Despite this, young people today remain drawn to the aesthetics of a ‘tradwife’ life, channeling this attraction to social media trends that fuse femininity, control and comfort. From clean girl to coquette aesthetics smothered across TikTok feeds and Pinterest boards, these versions of femininity aren’t loud, messy or bold, but contained and inherently submissive – a woman whose beauty lies in her delicacy and perfectionism. These constrained forms of curated womanhood are packaged as choice, yet they reinforce the same nostalgic fantasy of the domestic and polished woman.
Although the clean girl aesthetic is framed as self-care, there is a sinister undertone to her domestic activities and to her ‘effortless beauty’ as a calm, grounded and disciplined woman. The coquette girl carries a similar unease, her hyper-feminine style and Lolita-esque charm romanticising innocence and fragility. From ribbons and lace to baby pinks, the culture summons tradwife ideals and merges sexualisation with girlish purity, embodying the fetishisation of submissive femininity.
Consumerism feeds this obsession. Beauty and lifestyle brands monetise nostalgia through their marketing of these trending aesthetics. With beauty brands capitalising on ‘no-makeup-makeup’ looks and fashion labels like Brandy Melville embracing the girlish coquette aesthetic, the illusion of returning to a world where femininity was simple and safe is being sold and consumed globally, despite its dependence on an image of female passivity.
Why does culture continue to fetishise women’s powerlessness as aesthetic in this way? The tradwife fantasy is a postfeminist paradox – the contradictory aftermath of feminism. Submission is reframed as empowerment, creating the myth of agency in ‘choosing’ to serve and live a simple life. This supposed message of empowerment in choice is a cloak for consumerist propaganda since it pushes the notion that liberation can be bought through products, such as skincare and cosmetics. Internalised misogyny and patriarchal structures continue to find creative ways to keep women within a box of oppression, and to ensure they continue to prioritise and improve their appearance for aesthetic pleasure.

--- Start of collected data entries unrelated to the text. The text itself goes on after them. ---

PR #262, opened 2020-12-12
Sync head

shayne-fletcher:
- Sync to https://gitlab.haskell.org/ghc/ghc.git `c647763954717d9853d08ff04eece7f1ddeae15c`
- Patch `removeGeneratedIntermediateFiles` to accommodate [this commit](https://gitlab.haskell.org/ghc/ghc/-/commit/3a16d764f3cf01add8c09b9ca5c071176f857fb8)

### DIFF
--- a/ghc-lib-gen/src/Ghclibgen.hs
+++ b/ghc-lib-gen/src/Ghclibgen.hs
@@ -735,15 +735,16 @@ libBinParserModules ghcFlavor = do
 -- the sdists rather than these. If we don't remove them, some
 -- ambiguity results. Cabal and stack are OK with that but bazel gets
 -- messed up.
-removeGeneratedIntermediateFiles :: IO ()
-removeGeneratedIntermediateFiles = do
+removeGeneratedIntermediateFiles :: GhcFlavor -> IO ()
+removeGeneratedIntermediateFiles ghcFlavor = do
     removeFile $ stage0GhcHeap </> "GHC/Exts/Heap/Utils.hs"
     removeFile $ stage0GhcHeap </> "GHC/Exts/Heap/InfoTableProf.hs"
     removeFile $ stage0GhcHeap </> "GHC/Exts/Heap/InfoTable.hs"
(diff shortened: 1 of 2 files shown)


ghc-lib-gen/src/Ghclibgen.hs
```diff
@@ -735,15 +735,16 @@ libBinParserModules ghcFlavor = do
...
+removeGeneratedIntermediateFiles ghcFlavor = do
     removeFile $ stage0GhcHeap </> "GHC/Exts/Heap/Utils.hs"
     removeFile $ stage0GhcHeap </> "GHC/Exts/Heap/InfoTableProf.hs"
     removeFile $ stage0GhcHeap </> "GHC/Exts/Heap/InfoTable.hs"
     removeFile $ stage0GhcHeap </> "GHC/Exts/Heap/InfoTable/Types.hs"
     removeFile $ stage0GhcHeap </> "GHC/Exts/Heap/Constants.hs"
     removeFile $ stage0Ghci </> "GHCi/FFI.hs"
-    removeFile $ stage0Ghci </> "GHCi/InfoTable.hs"
+    when (ghcFlavor /= GhcMaster) $
+      removeFile $ stage0Ghci </> "GHCi/InfoTable.hs"
```
hurryabit, line 747: Why do we only remove `GHCi/InfoTable.hs` but not `GHCi/StaticPtrTable.hs`, which seems to have changed in the same way?

shayne-fletcher: It is not a "generated intermediate file" as `InfoTable.hs` is.

hurryabit: I see. Thanks for the explanation.

hurryabit (approved):
This looks good to me. Thanks.

ghc-lib-gen/src/Ghclibgen.hs
shayne-fletcher: You bet.

shayne-fletcher:
> This looks good to me. Thanks.

Thanks @hurryabit !

PR #264, opened 2020-12-20
Add support for ghc-8.10.3

shayne-fletcher:
Add support for ghc-8.10.3:
- Allow builds of `ghc-lib` from the `ghc-8.10.3-released` tag;
- Have Azure test `ghc-flavor=ghc-8.10.3`  now that ghc-8.10.2 is eclipsed;
- Tiny but long overdue refactoring of the Hadrian generated root path calculation to reduce code repetition.

Enable ghc-8.10.3 as build compiler:
- Update `stack-exact.yaml` so that
  - Default resolver is `ghc-8.10.3`;
  - `extra-deps` updated in line with the what ships with that resolver  and the most recent packages now available;
  - Refine `applyPatchCmmParseNoImplicitPrelude` (previous version was found to depend not so much on `ghc-flavor` as the build compiler; this addresses the observed shortcoming).
  
Sync head:
- Sync to `26a928b8fdb1b4ccb75e8edb620b8cf12cb38621` @ https://gitlab.haskell.org/ghc/ghc.git.


ghc-lib-gen/src/Ghclibgen.hs
```diff
@@ -100,7 +94,7 @@ ghcLibParserHsSrcDirs forParserDepends ghcFlavor lib =
         -- This next conditional just smooths over a 'master'
         -- vs. '8.8.1' branch difference (relating to a file
         -- 'GhcVersion.hs' IIRC).
-        [ stage0GhcBoot | ghcFlavor `elem` [ GhcMaster, Ghc8101, Ghc8102, Ghc901 ] ] ++
+        [ stage0GhcBoot | ghcFlavor `elem` [ GhcMaster, Ghc8101, Ghc8102, Ghc8103, Ghc901 ] ] ++
```
hurryabit, line 97: This list seems to get longer and longer. Would it make sense to put an order on the `GhcXYZ`s and replace this with something like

In this harsh reality, nostalgia operates as an emotional safety net by promising beauty and value in the old, but it does so by reviving hierarchies that once guaranteed order. For example, these resurfacing aesthetics continue to centre on white, middle-class, heterosexual femininity to promote soft, pure and unthreatening personas. Therefore, nostalgia is not a refuge for all, but for those it does cater to, it offers the illusion of safety, certainty and belonging at the expense of progress and equality. It idealises the certainty of the past in contrast to the instability of the ever-changing present.
Behind the beauty and smile of the happy tradwife in her lace apron lies the illusion that order, love and freedom can coexist with silence and self-erasure. There are rules that must be followed when taking on the role of a tradwife, and not all of them are as pretty as her pearls or pressed linens.
What’s really being mourned isn’t lost femininity, but a vanished sense of control, obedience and predictability. The frightening power of nostalgia lies in its ability to transform a history of female suffering into an aestheticized mode of living, making inequality look comforting in hindsight. Perhaps the most dangerous fantasies are the ones that look the most beautiful – polished, delicate and quietly rotten beneath the surface.